A bend in the road is not the end of the road unless you fail to make the turn....
"The truth is that our finest moments are most likely to occur when we are feeling deeply uncomfortable, unhappy, or unfulfilled. For it is only in such moments, propelled by our discomfort, that we are likely to step out of our ruts and start searching for different ways or truer answers." M. Scott Peck
Life is not the way it's supposed to be, it's the way it is. The way you cope with it is what makes the difference. Virginia Satir
Wednesday, August 29, 2007
Life after a DNF
I have no regrets about Cascade 100. I am glad I went further than many thought I should have (and may be could have avoided much damage) because it proved that the injury wasn't in my head (or I would have questioned myself to death). I am fine with a decision to drop and not try to crawl any further because I simply couldn't and would have timed out at the couple of later aid stations and made things worse as well as my crew more tired for nothing. I am sad I didn't get to visit with Lisa's and Co at their AS and missed out on Needles section - but I'll get on it another time. Glenn had great pictures taken at various points, and I missed out on the Thorpe Mt climb for that (this is one of his shots). I am sad the idea of trying to do two 100M in a raw was stopped abruptly, but there will be many more chances to make it happen (or not). And I am definitely happy things worked out for the best and Rob got to pace Shawn - and much better development for both of their future Plain 100.

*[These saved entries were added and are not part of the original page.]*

PR #393, opened 2019-10-10
Add CleanupTestDataFolder for deleting .test-data

### LINKED ISSUE #383: How to use CleanupTestData to cleanup
Hi,

I am using `test_structure` and the `Save*Option` functions to manage my terraform and k8 options. At the end of the test, I want to delete the `.test-data` directory. I have tried something along the lines of:
`test_structure.CleanupTestData(workingDir)`, where `workingDir` is the path I passed to the `Save` functions.

However, I get errors about how the directory is not empty, which seems odd to me as I thought the purpose of the function is to clean up the directory. How should I go about using the CleanupTestData function?

Thanks.

njunxuan:
This function allows the user to easily cleanup the `.test-data` directory created by the `Save` functions. It optionally allows the user to delete the `workingDir` folder itself. I am still very new to Go, so let me know if there are any improvements required. Thanks!

Closes #383

### DIFF
--- a/modules/test-structure/save_test_data.go
+++ b/modules/test-structure/save_test_data.go
@@ -282,3 +282,30 @@ func CleanupTestData(t *testing.T, path string) {
 		logger.Logf(t, "%s does not exist. Nothing to cleanup.", path)
 	}
 }
+
+// CleanupTestData cleans up the .test-data folder inside the given folder.
+// If deleteParent is true, CleanupTestDataFolder will also delete the given folder.
+func CleanupTestDataFolder(t *testing.T, path string, deleteParent bool) {
+	if deleteParent {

I've been walking like a duck these days. From Sunday to Tuesday the blown up quad was my main concern (I couldn't even brash my hand over it, and when our cat jumped on my laps, I was ready to kill it), but today as it became tolerable and regular soreness type of thing, it is obvious my hip joint is bad. Almost makes me happy for the drop - yet unhappy for the time I have to take off, when the weather is most gorgeous in OR. I pulled myself out of Teton 100 and was about to cancel my flight, when my lovely friends offered to come and hang out anyway. How can I ever say No to Lisa and Jay, Bob, Meghan, Georgie and Jackie and many more:) So I get to enjoy the views, help out with the race and crew for my buddies (too bad no pacing) - all of that AND to take my younger son with me and have some quality time with him! As we say, things usually work out for the best anyway.
Speaking of pacing, I had a visit with a good friend of mine yesterday and it may happen I get to do that at SD100!!! I am very psyched about it, I'll let you know about it once it's final (I mean my commitment is final, friend's decision on registering is not quite yet). I am also going to hang out at McKenzie River 50k - final race in Oregon Trail Series - and distribute more hugs at the finish line. That is for the following weekend.
As for my running season, it's on hold right now. I am taking this week off completely and will see if I am able to cross-train comes next. After that I'll figure out if I can run and what it feels like and decide on Bear 100. While smart pants in me saying Bear should be out no matter how I feel in 3 weeks, the OCD personality in me whisper - wait, don't cancel quite yet. But I'll survive either way. By Firetrails 50 in October I should be up to at least finishing the distance - that's my priority hope (want to see friends in SF, yeah).